* Assignment *
Report how many lines of the data below contain "toggle". Give nothing besides the number.

─── Available data ───

PR #732, opened 2020-05-15
Murcielago: change keymap according to qmk defaults

elagil:
Just a small change to the default keymap.
The previous RESET keycodes don't make a lot of sense if only one half is connected, as they cannot be reached in that case.

Also, make SHIFT transparent on function layers, or text cannot be selected in combination with arrows keys.

### DIFF
--- a/public/keymaps/m/murcielago_rev1_default.json
+++ b/public/keymaps/m/murcielago_rev1_default.json
@@ -5,32 +5,32 @@
   "layout": "LAYOUT",
   "layers": [
     [
-      "KC_EQL",   "KC_1",           "KC_2",    "KC_3",   "KC_4",         "KC_5",                       "KC_6",          "KC_7",   "KC_8",   "KC_9",         "KC_0",   "KC_MINS",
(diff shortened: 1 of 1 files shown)


elagil:
I will add further improvements and make a unified pull request later

yanfali:
Should we close this?

elagil:
I will update this soon, so I wouldn't close it.

noroadsleft:
@elagil Are you planning on updating the default keymap that's on qmk_firmware? Near as I can see at a glance this keymap already matches the keymap over there and doesn't need to be updated?

elagil:
It will be the same keymap after my PR on the qmk_firmware side passes: https://github.com/qmk/qmk_firmware/pull/9363

elagil:
> Change the value here to `e2699773879f17e70e05dd043f2231786c6a61ad`.

Sorry, I forgot about that!

noroadsleft:
Thanks!

elagil:
Thanks again for merging!

PR #748, opened 2020-06-16
Issue 746: toggle default clear keycode

yanfali:
A little more involved that I expected but this allows toggling of
the default behavior for clearing a layer. There's one downside,
you have to toggle it back to actually remove a layer if you are
in KC_TRNS mode, but this is an expert mode thing...


yanfali:
@zekth weigh in please since I'm messing with local store

yanfali:
By design you may not clear the base layer (0) as anything by KC_NO as there's no where else to go.

PR #753, opened 2020-06-18
Add some diagnostic messages for unknown layouts

yanfali:
This prevents an all out crash which isn't helpful, and gives you a diagnostic about bad defaults that reference layouts that no longer exist. Ideally this should have been remapped.


yanfali:
> Looks good and works, but I wonder if this would be more useful if it output to the terminal display in addition to or instead of the browser console.

That's a good idea.

noroadsleft:
Thanks!

PR #759, opened 2020-06-22
Fix custom key sizes

fauxpark:
The keys on the `bigseries` keyboards were being given the class `k4u`, but they are actually 4x4u. Additionally, the sizing calculations for custom sized keys needed to take the key spacing into account.

image

### DIFF
--- a/src/components/BaseKey.vue
+++ b/src/components/BaseKey.vue
@@ -35,7 +35,10 @@ let substitute = Object.assign(
 );
 
 const _getUnitClass = (unith, unitw) => {
-  if (unith >= unitw && unith !== 1) {
+  if (unith == unitw && unith > 1) {
+    return 'custom';
+  }
+  if (unith > unitw || unith < 1) {
     if (unith === 2 && unitw == 1.25) {
       return 'kiso';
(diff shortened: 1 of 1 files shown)


yanfali:
@noroadsleft any negative consequences on weird layouts?

noroadsleft:
> @noroadsleft any negative consequences on weird layouts?

One minor regression: Keys of `less than 1u height` and `width > height` and are now rendered with 1u height.

[handwired/videowriter](https://config.qmk.fm/#/handwired/videowriter/LAYOUT), top row (Current | This Branch):

image


[converter/palm_usb/stowaway](https://config.qmk.fm/#/converter/palm_usb/stowaway/LAYOUT), right-hand edge (Current | This Branch):

image


Keys of `less than 1u height` and `height > width` are currently fine.

fauxpark:
I can kinda fix that with `unith >= unitw || unith !== 1`, but then the 1u keys become `custom` for some reason.

fauxpark:
Okay, this seems to work now.

noroadsleft:
Thanks!

PR #14577, opened 2019-01-31
Remove vertical-align on fa-icon mixin to fix alignment

florianlacreuse:
When using `fa-icon` mixin, the displayed icon seems to not be aligned as expected because of custom `vertical-align`.

See this reduced test case: https://codepen.io/anon/pen/ErZXgv

Unless `vertical-align` is still here for a purpose (I didn't find a reason), I suggest to remove it to fix this alignment issue.

### DIFF
--- a/less/_mixins.less
+++ b/less/_mixins.less
@@ -9,7 +9,6 @@
   font-variant: normal;
   font-weight: normal;
   line-height: 1;
-  vertical-align: -.125em;
 }
 
 .fa-icon-rotate(@degrees, @rotation) {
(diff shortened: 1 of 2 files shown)


tagliala:
Thanks for this PR.

This is going to be addressed internally in the build system, expect this change in the next release of Font Awesome

tagliala:
Fixed in 5.8.0

Thanks again!

https://github.com/FortAwesome/Font-Awesome/blob/5.8.0/scss/_mixins.scss

PR #14586, opened 2019-01-31
Fix definitions for DOM interface

danjohnso:
DOM interfaces were off slightly from published API.  Adjusted them so TS users can use accurately

I understand that:


danjohnso:
I am a typescript user and looking to use some of the SVG APIs in my project.  I noticed the definitions are off from your actual API.  I didn't review all of your interfaces, but DOM ones were quick fixes since I need them in m y project.  I am shimming my project with these definitions, but thoughts others may end up in the same boat.

tagliala:
Hi!

Thanks for this PR.

I've assigned @mlwilkerson so he can take a look

danjohnso:
Any chance this is going to get merged?

PR #14657, opened 2019-02-19
added !default flag to font-display variable

lawlesscreation:
I was looking at some of the Lighthouse performance suggestions for our application, one of which was to leverage the font-display feature, but I noticed that the font-display property for font-awesome did not have a Sass !default flag so could not be assigned.

As a side note, is the font-display feature likely to be added to FA4?


lawlesscreation:
Nevermind, there's already a PR for this 👍

PR #14825, opened 2019-03-27
Resolve typings for unit testing

favna:
This allows unit tests to be written on the library. Previously a "ts-ignore" statement would be required for this as the TypeScript Compiler would claim that "definitions" did not exist on "Library", despite the fact that when logging the full "Library" it most certianly did. I've made the property readonly since it should be immutable (as the "add" method should be used to add new definitions) and the index signature added to IconDefinitions is to satisfy the TypeScript compiler when the compiler option of "strict" (or "NoImplicitAny") is enabled.

I understand that:

### DIFF
--- a/js-packages/@fortawesome/fontawesome-common-types/index.d.ts
+++ b/js-packages/@fortawesome/fontawesome-common-types/index.d.ts
@@ -14,6 +14,14 @@ export interface IconDefinition extends IconLookup {
     string, // unicode
     string // svgPathData
   ];
+
+  [index: string]: [
+    number, // width
+    number, // height
+    string[], // ligatures
+    string, // unicode
+    string // svgPathData
+  ] | IconName | IconPrefix;
 }
 
 export interface IconPack {
--- a/js-packages/@fortawesome/fontawesome-svg-core/index.d.ts
+++ b/js-packages/@fortawesome/fontawesome-svg-core/index.d.ts
@@ -110,4 +110,5 @@ type IconDefinitionOrPack = IconDefinition | IconPack;
 export interface Library {
   add(...definitions: IconDefinitionOrPack[]): void;
   reset(): void;
+  readonly definitions: {fas: IconDefinition, fab: IconDefinition, far: IconDefinition, fal: IconDefinition};
 }


tagliala:
@robmadole @mlwilkerson could you please take a look?

Favna:
To clarify the need for this here is a sample test taken from our own code. I have gotten this to work by overriding TS Typings but that is obviously not a desired way to do things. 

```ts
import { library } from '@fortawesome/fontawesome-svg-core';
import createFontAwesomeLibrary from '../../config/fontawesome';

beforeAll(() => createFontAwesomeLibrary());

test('FontAwesome should only contain the tested icons', () => {
    const supportedIcons = Object.keys(library.definitions.fas); // This returns an array of all the icons that were added to the library in the end-user configuration
    expect(supportedIcons).toEqual(['pencil-alt', 'trash-alt']);
});
```

However without the resolved typings the compiler will throw errors:

image

For reference this is our `createFontAwesomeLibrary()`

```ts
import { library } from '@fortawesome/fontawesome-svg-core';
import { faPencilAlt, faTrashAlt } from '@fortawesome/free-solid-svg-icons';

export default () => {
  library.add(faPencilAlt, faTrashAlt);
};
```

Favna:
After some further local usage I have come to realise that local overriding (by adding a `node_modules` to the main folder, "src" f.e.) is not an interim option as such typings are not being read in the main code when doing `library.add` *sighs*.. Probably because each imported icon has its own definition file referencing the `common-types` package and so it reads those from `./node_modules` rather than the custom override one. It *might* work to set `baseURL` and `paths` in tsconfig however those values are not yet supported in Create-React-App (it's a discussion in progress) so it's not an option for my specific development environment.

That said it would be nice to see this PR merged so it can be used in our development environment without overriding the files in `./node_modules/@fortawesome`. I'm not sure how you guys think about this based on the understanding I've had to give that it would not be merged.

Favna:
@robmadole @mlwilkerson @tagliala Going by the assumption that this PR itself will not be merged as per your pull request guidelines, is there any ETA as to when the adjustments will be seen in an update to the NPM package `@fortawesome/fontawesome-svg-core`? At my company project our tests rely on these changes and for now we have the test in question set to `skip` however we would like to be able to actually run it.

mlwilkerson:
Hey @Favna, thanks for the PR. I'm looking at this now. I'll update with an ETA after I have a closer look. My initial sense is that this one can be turned around pretty quickly.

mlwilkerson:
Taking a closer look at this, it probably represents an API change, which would trigger a different level scrutiny for code review.

The [`fontawesome-svg-core` API](https://fontawesome.com/how-to-use/with-the-api/setup/getting-started) currently specifies `library.add()` but does not specify `library.definitions`. A case could be made that to access `library.definitions` directly is to work around the API to access internals.

Seen that way, this PR doesn't merely add missing typings; it suggests an expansion of the API.

So I'll still raise it for review and consideration internally, but I think this should be considered a feature request. The feature being something like: _provide access to all icon definitions known to the library_. But it's not even clear that `library.definitions` would give that, because--internally--that's not the only data structure that the library might consult to find icons. So if _provide access to all icon definitions known to the library_ were the feature, then this implementation proposed in this PR actually would not always provide the correct result.

In the meantime, please consider whether it would satisfy your testing needs to assert that `faPencilAlt` and `faTrashAlt` are found in the library. If that would suffice, then our API already supports that (if you specify the prefix). Maybe something like this:

```javascript
import { findIconDefinition, library } from '@fortawesome/fontawesome-svg-core'
import { faPencilAlt, faTrashAlt, faCoffee } from '@fortawesome/free-solid-svg-icons'

beforeAll(() => {
  library.add(faPencilAlt, faTrashAlt)
})

describe('findIconDefinition', () => {
  it('finds known icons', () => {
    expect(findIconDefinition(faPencilAlt)).toEqual(faPencilAlt)
    expect(findIconDefinition(faTrashAlt)).toEqual(faTrashAlt)
  })

  it('does not find a sample unknown icon', () => {
    expect(findIconDefinition(faCoffee)).toBeUndefined()
  })
})
```

`findIconDefinition({ iconName: 'pencil-alt', prefix: 'fas'})` would also work as a syntax for looking up a known icon by name and style prefix.

Favna:
Thank you for the information. I think the findIconDefinition will satisfy the testing needs at least for the time being so I'll be sure to implement that. From my side I'll just play the waiting game for your internal discussion then and I suppose I'll see what you guys decide in due course.

Favna:
I'd like to update this PR for potential external viewers as I have recently found a workaround that's IMHO clean enough and works in Create-React-App (which is quite strict on its tsconfig). Here goes:

First of all I learned how to add custom types for third party libs from [this article](https://www.detroitlabs.com/blog/2018/02/28/adding-custom-type-definitions-to-a-third-party-library/) which formed the basis for my new workaround. It covers the basics that will also be included below

1. Create a folder called `typings` in the root of your project
2. In that folder create a subfolder named `@fortawesome`
3. In that subfolder create a file named `index.d.ts`
4. Populate that file with the following content (comments can be removed):

```ts
// typings/@fortawesome/index.d.ts

import { IconLookup, IconName, IconPrefix } from '@fortawesome/fontawesome-svg-core';

declare module '@fortawesome/fontawesome-svg-core' {
    interface IconDefinition extends IconLookup {
        icon: [
            number, // width
            number, // height
            string[], // ligatures
            string, // unicode
            string // svgPathData
        ];

        [index: string]: [
            number, // width
            number, // height
            string[], // ligatures
            string, // unicode
            string // svgPathData
        ] | IconName | IconPrefix;
    }
    
    interface Library {
        readonly definitions: { fas: IconDefinition, fab: IconDefinition, far: IconDefinition, fal: IconDefinition };
    }
}
```
5. In your `tsconfig.json` define your new `typeRoots` and also add an exclusion to your `typings` and `node_modules` folders. The order of `typeRoots` is very important! The TypeScript compiler will first look for typings in the 0th entry, then in the 1st, in the 2nd and so on.
```json5
// tsconfig.json
{
  "compilerOptions": {
	//... other config
    "typeRoots": [ "typings", "./node_modules/@types"]
  },
  "include": [ "src" ],
  "exclude": ["node_modules", "typings"]
}
```

Now main code and matching test can be written like so:

```ts
// src/fontawesome.ts

import { library } from '@fortawesome/fontawesome-svg-core';
import { faAddressBook } from '@fortawesome/free-regular-svg-icons';
import { faExclamationTriangle, faPencilAlt, faTrashAlt } from '@fortawesome/free-solid-svg-icons';

export default () => {
  library.add(faPencilAlt, faTrashAlt, faExclamationTriangle, faAddressBook);
};
```

```ts
// src/fontawesome.test.ts

import { library } from '@fortawesome/fontawesome-svg-core';
import createFontAwesomeLibrary from './fontawesome';

beforeAll(() => createFontAwesomeLibrary());

test('FontAwesome should only contain the tested icons', () => {
  const supportedSolidIcons = Object.keys(library.definitions.fas);
  const supportedRegularIcons = Object.keys(library.definitions.far);
  expect(supportedSolidIcons).toStrictEqual(['pencil-alt', 'trash-alt', 'exclamation-triangle']);
  expect(supportedRegularIcons).toStrictEqual(['address-book']);
});
```

daviesgeek:
Is there any update on this? I'd love to be able to iterate over all the icons via `library.definitions` inside a Storybook story. I see that this would be a feature request; is there any movement towards this?

favna:
Seeing as the maintainers seem to not care about merging contributions like this and I'm cleaning up any open PRs on my name, this will be closed. I also stopped using FontAwesome in favour of either Hero Icons or Material Icons anyway.

OxyTJ:
> Is there any update on this? I'd love to be able to iterate over all the icons via `library.definitions` inside a Storybook story. I see that this would be a feature request; is there any movement towards this?

Another bump on this, I have the same use case. I've created an `IconButton` component imported into **Storybook** where I'm dynamically creating options for all of the library definitions. Any movement?

PR #15295, opened 2019-07-27
Removed Zero (0) Only

chandanndeep:
No need to write the 0 if we are using the unit with points.

### DIFF
--- a/css/all.css
+++ b/css/all.css
@@ -17,7 +17,7 @@
 
 .fa-lg {
   font-size: 1.33333em;
-  line-height: 0.75em;
+  line-height: .75em;
   vertical-align: -.0667em; }
 
 .fa-xs {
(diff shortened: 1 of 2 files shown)


tagliala:
Hi!

I just want to confirm that leading 0s are correctly stripped out in the minimized css file.

We could definitely add some lints to the normal css

chandanndeep:
@tagliala 
Take your time.

chandanndeep:
@tagliala 
Any update?

talbs:
Hi, @chandanndeep. Apologies for the dust that's settled on this PR. 

I can confirm that [our minimized CSS files strip out](https://github.com/FortAwesome/Font-Awesome/blob/master/css/all.min.css) these unnccessary `0`s. I'll be linting our CSS as part of our touchups and revamps with Font Awesome 6 shortly.

chandanndeep:
No Problem.

I checked. Now issue is fixed. So am closing the topic.

Thank You,
Chandan

PR #15639, opened 2019-10-02
Font Awesome Documention descibes ability to pass parameters to the d…

rwilson504:
Font Awesome document states that the dom.watch() interface allows for parameters to be passed to limit the scope of the watch yes these paramereters are not defined in the interface. 
 https://fontawesome.com/how-to-use/with-the-api/methods/dom-watch

I understand that:


tagliala:
Hi!

Let's assign @robmadole and @mlwilkerson

jogibear9988:
in my pull request #19301 I've made both parameters optional. Don't know if this is allowed to pass only one?

PR #15674, opened 2019-10-10
update brand.js

iamayushdas:
I understand that:


tagliala:
Hi,

thanks for this PR.

This file is being generated by our build system, could you please provide the differences between the two approaches?

iamayushdas:
> 
> 
> Hi,
> 
> thanks for this PR.
> 
> This file is being generated by our build system, could you please provide the differences between the two approaches?

I have used arrow function in my edition which was not there earlier.

BlitZz96:
This will break the whole file.
The correct IIFE with arrow function would be:
```
(() => {
  /* */
})()
```

PR #15675, opened 2019-10-10
update all.css

iamayushdas:
I understand that:


tagliala:
Hi,

thanks for this PR.

If you need a minified version, check `all.min.cs`

PR #15677, opened 2019-10-11
Update CODE_OF_CONDUCT.md

RahulSharma099:
I understand that:

### DIFF
--- a/CODE_OF_CONDUCT.md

───

* The answer *
2